Issue #4757, opened 2024-07-11
Provide all payloads to Tooltip when the chart contains multiple X Axis


alexbalonperin:
- [x] I have searched the [issues](https://github.com/recharts/recharts/issues) of this repository and believe that this is not a duplicate.

### Reproduction link
[![Edit on CodeSandbox](https://codesandbox.io/static/img/play-codesandbox.svg)](https://codesandbox.io/p/sandbox/line-chart-width-multi-series-forked-zd2hk5)

### Steps to reproduce
Hover on the chart to trigger the tooltip and notice that only the payload related to the first X-Axis are visible/available.

### What is expected?
When multiple X-Axis are used, all data series should be available in the payload of the tooltip.

### What is actually happening?
Only the data series for the first X-Axis are available

| Environment | Info |
|---|---|
| Recharts | v2.12.7 |
| React | 16.14.0 |
| System | Linux Pop!_OS 22.04 LTS  |
| Browser | Chrome Version 126.0.6478.126 (Official Build) (64-bit) |

---
I looked at existing issues but I don't think there was anything that was exactly like this.
However, the following issues seem related:
- https://github.com/recharts/recharts/issues/2348
- https://github.com/recharts/recharts/issues/4108

sroy8091:
@ckifer @PavelVanecek I think this is also fixed in this my PR https://github.com/recharts/recharts/pull/6116

ckifer:
We only changed Area chart - things still might need adjusted for the others

Anatole-Godard:
Hey,
Same issue around here. Has anyone know any workaround? Thanks

PR #4758, opened 2024-07-11
Fix: show all series data on tooltip when multiple X-Axis

alexbalonperin:
## Description
Fixes https://github.com/recharts/recharts/issues/4757

I am using the state xAxisMap to access the domain of each x axis and create the missing payloads.
Not sure that's the best solution but it works and I couldn't really find a more elegant solution without major refactoring.

## How Has This Been Tested?
I have added a story for the line chart. Also, all automated tests are passing.

Before the fix:
Screenshot from 2024-07-12 12-58-46

After the fix:
Screenshot from 2024-07-12 13-00-02

## Types of changes

## Checklist:

### DIFF
--- a/src/chart/generateCategoricalChart.tsx
+++ b/src/chart/generateCategoricalChart.tsx
@@ -285,8 +285,19 @@ const getTooltipData = (state: CategoricalChartState, chartData: any[], layout: 
   const activeIndex = calculateActiveTickIndex(pos, ticks, tooltipTicks, axis);
 
   if (activeIndex >= 0 && tooltipTicks) {
-    const activeLabel = tooltipTicks[activeIndex] && tooltipTicks[activeIndex].value;
-    const activePayload = getTooltipContent(state, chartData, activeIndex, activeLabel);
+    const activeLabel = tooltipTicks[activeIndex] && tooltipTicks[activeIndex].value; // for backward compatibility
+    let activePayload: any[];
+    if (state.xAxisMap) {
+      activePayload = Object.values(state.xAxisMap).reduce<any[]>((acc, xAxis) => {
+        const label: TickItem['value'] | undefined = Array.isArray(xAxis.domain)
+          ? xAxis.domain[activeIndex]
+          : tooltipTicks[activeIndex]?.value;
+        const tooltipContent: any[] | null = getTooltipContent(state, chartData, activeIndex, label);
+        return [...acc, ...(tooltipContent ?? [])];
+      }, []);
+    } else {
+      activePayload = getTooltipContent(state, chartData, activeIndex, activeLabel);
+    }
     const activeCoordinate = getActiveCoordinate(layout, ticks, activeIndex, rangeData);
 
     return {
--- a/test/chart/AreaChart.spec.tsx
+++ b/test/chart/AreaChart.spec.tsx
@@ -1,3 +1,4 @@
+import { screen, waitFor } from '@testing-library/dom';
 import { fireEvent, render } from '@testing-library/react';
 import React, { ComponentProps, FC } from 'react';
 import { vi, SpyInstance } from 'vitest';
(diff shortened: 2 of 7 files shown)


ckifer:
Will need to make sure this doesn't break anything. Seems like it doesn't at first glance, but won't be good if it does - will also need to consider this in 3.x

ckifer:
Also could you screenshot what this makes your TT look like and paste it in the PR? ty!

src/chart/generateCategoricalChart.tsx
```diff
@@ -285,8 +285,19 @@ const getTooltipData = (state: CategoricalChartState, chartData: any[], layout:
   const activeIndex = calculateActiveTickIndex(pos, ticks, tooltipTicks, axis);
 
   if (activeIndex >= 0 && tooltipTicks) {
-    const activeLabel = tooltipTicks[activeIndex] && tooltipTicks[activeIndex].value;
-    const activePayload = getTooltipContent(state, chartData, activeIndex, activeLabel);
+    const activeLabel = tooltipTicks[activeIndex] && tooltipTicks[activeIndex].value; // for backward compatibility
+    let activePayload: any[];
+    if (state.xAxisMap) {
```
ckifer, line 290: thinking about this again, this does not work if you have a chart in the opposite layout.

Trying it, this causes a pretty big regression where the tooltip does not show at all

ckifer (changes requested):
image
we can't do this unless we can satisfy all cases - or at least not break things

unit tests for both cases could help cover us

ckifer:
code for the above breaking behavior
```jsx
        <LineChart width={500} height={300} layout="vertical">

          <Tooltip />
          <Legend />
          {finDataOverTime.map((s, sIdx) => {
            return (
              <>
                <YAxis
                  key={`yaxis-${s.name}-`}
                  // domain={['auto', 'auto']}
                  orientation={yAxisOrientations[sIdx]}
                  dataKey={dataKey}
                  allowDuplicatedCategory={false}
                  yAxisId={sIdx}
                  type="category"
                />
                {categories.map((category, cIdx) => {
                  const dataRange = [].concat(
                    ...s.data.map(d =>
                      d[category]
                        ? [
                            {
                              [dataKey]: d[dataKey],
                              [category]: d[category],
                            },
                          ]
                        : [],
                    ),
                  );
                  return (
                    <>
                      <XAxis
                        key={s.name}
                        // dataKey={dataKey}
                        orientation={xAxisOrientations[cIdx]}
                        xAxisId={cIdx}
                        type="number"
                        domain={['auto', 'auto']}
                      />
                      <Line
                        key={`line-${s.name}-${category}`}
                        dataKey={category}
                        data={dataRange}
                        name={`${s.name}: ${category}`}
                        xAxisId={cIdx}
                        yAxisId={sIdx}
                        stroke={colors[cIdx]}
                        fill={colors[cIdx]}
                        strokeDasharray={`5 ${sIdx > 0 ? 5 : ''}`}
                      />
                    </>
                  );
                })}
              </>
            );
          })}
        </LineChart>
      </ResponsiveContainer>
```

src/chart/generateCategoricalChart.tsx
alexbalonperin: Nice catch. I didn't think of the vertical layout. Will add unit tests for both vertical and horizontal layouts.

alexbalonperin: What's interesting is that the regular "Vertical" storybook seems to work fine and show the tooltip as expected. So it's only when there are multiple axis that things go wrong apparently.

I have been trying to write tests for the usecases that you mentioned but I am struggling (first time using react testing library). 

Here is what I was hoping to do:
- Copy the following test: "Renders tooltip when Tooltip item is added"
- Add extra x-axis, y-axis and area to mimic the storybook that you posted
- Fire a mouseover event on one of the area elements: `fireEvent.mouseOver(area)`
- Check for visibility of the tooltip wrapper: `expect(tooltipWrapper).toBeVisible()`

Unfortunately, this doesn't seem to work. I used the testing library screen.debug() to check the state of the dom but there is no change. Also, I added the storybook that you posted and I don't see any mouse event listener on any element so I am a bit confused. :thinking: 

I can't push broken tests so unless I copy the whole thing here you won't see my attempt.

ckifer: You can push broken tests with --no-verify

test/chart/AreaChart.spec.tsx
```diff
@@ -149,6 +150,182 @@ describe('AreaChart', () => {
...
+      const area = container.querySelectorAll('.recharts-surface')[0];
+
+      expect(tooltip).toHaveLength(1);
+      expect(tooltipWrapper).toHaveLength(1);
+
+      await waitFor(() => {
+        fireEvent.mouseOver(area);
+        expect(tooltipWrapper).toBeVisible();
+        screen.debug();
+      });
```
ckifer, line 255: For these you can consider re-using some utilities we have in place 

https://github.com/recharts/recharts/blob/979d921631364d33696d9a5b6f5fba561af5bf5e/test/component/Tooltip/tooltipTestHelpers.tsx#L17

https://github.com/recharts/recharts/blob/979d921631364d33696d9a5b6f5fba561af5bf5e/test/component/Tooltip/tooltipTestHelpers.tsx#L29

ckifer: and assert the payload with the second one

ckifer (commented):
Just a few things, thanks for the patience

ckifer:
Going to close this since this PR is to master, lets get this in 3.x instead

PR #4767, opened 2024-07-14
Refresh axis stories

PavelVanecek:
## Description

- Remove props that do nothing
- Update positions so that label no longer covers ticks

* WHAT IS EXPECTED
Scan the entries above for the string "spec" and copy each line containing it.

* FINISHED TASK
--- a/test/chart/AreaChart.spec.tsx
+++ b/test/chart/AreaChart.spec.tsx
test/chart/AreaChart.spec.tsx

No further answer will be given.